« Un test sanguin pour les hommes atteints de cancer de la prostate pourrait détecter si la maladie est susceptible de mettre la vie en danger », a rapporté le Daily Mail. Dans certains cas, le cancer de la prostate peut être bénin, mais dans d’autres, il peut mettre la vie en danger et nécessiter un traitement comme une intervention chirurgicale ou une chimiothérapie.
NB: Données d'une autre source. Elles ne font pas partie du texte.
PR #2899, opened 2018-11-06
Fix typo

tdorsey:


packages/@vue/cli-service/generator/template/src/components/HelloWorld.vue
```diff
@@ -3,7 +3,7 @@
   <div class="hello">
     <h1>{{ msg }}</h1>
     <p>
-      For guide and recipes on how to configure / customize this project,<br>
+      For guides and recipes on how to configure / customize this project,<br>
```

Les nouvelles sont basées sur la recherche qui a examiné si la recherche d’anomalies génétiques dans divers types de tissus pourrait être utilisée pour prédire si le cancer de la prostate rechuterait rapidement après le traitement. Pour mener la recherche, les scientifiques ont examiné des échantillons de sang, de tumeurs de la prostate et de tissu sain de la prostate provenant de 238 hommes qui avaient subi une intervention chirurgicale pour enlever toute leur glande prostatique. Ils ont comparé les différences génétiques aux différents résultats que les hommes ont vécus.

Les chercheurs ont découvert que les patients atteints d’un cancer de la prostate présentaient un nombre élevé de mutations génétiques appelées «variations du nombre de copies», dans lesquelles des sections de l’ADN sont anormalement répétées ou manquantes. Les répétitions et les délétions particulières étaient plus fréquentes chez les patients qui ont eu une rechute rapide, et la taille des variations de nombre de copies avait tendance à être plus grande chez ces patients également. Les chercheurs ont ensuite utilisé cette information pour créer des modèles de prédiction basés sur l’ADN dans différents types d’échantillons de tissus.

Cette étude est excitante car elle laisse espérer qu’un jour un test pourrait aider à prédire les perspectives pour les patients atteints d’un cancer de la prostate, ce qui pourrait à son tour aider les décisions de traitement. Cependant, ces résultats devront être davantage validés, et un test simple et peu coûteux développé et testé avant cela est une option réaliste pour les médecins.

D’où vient l’histoire?

L’étude a été réalisée par des chercheurs de l’Université de Pittsburgh et a été financée par l’American Cancer Society, le US National Cancer Institute et l’Université de Pittsburgh Cancer Institute. L’étude a été publiée dans le American Journal of Pathology.

La couverture de l’histoire par le Daily Mail était généralement précise, même si elle peut impliquer que la recherche pourrait aider à discerner les tumeurs bénignes de la prostate de celles qui mettent la vie en danger avant le traitement. Cependant, la recherche a été menée chez des patients après un cycle de traitement où ils avaient déjà subi une intervention chirurgicale pour enlever tout ou partie de la prostate. En outre, le titre du Mail suggère que le test a été développé et sera bientôt mis en œuvre, ce qui n’est pas le cas. L’histoire a correctement indiqué que «il est probable que plusieurs années s’écouleront avant que les universitaires soient en mesure de développer un test sanguin pour prédire la vitesse à laquelle le cancer de la prostate se propagera.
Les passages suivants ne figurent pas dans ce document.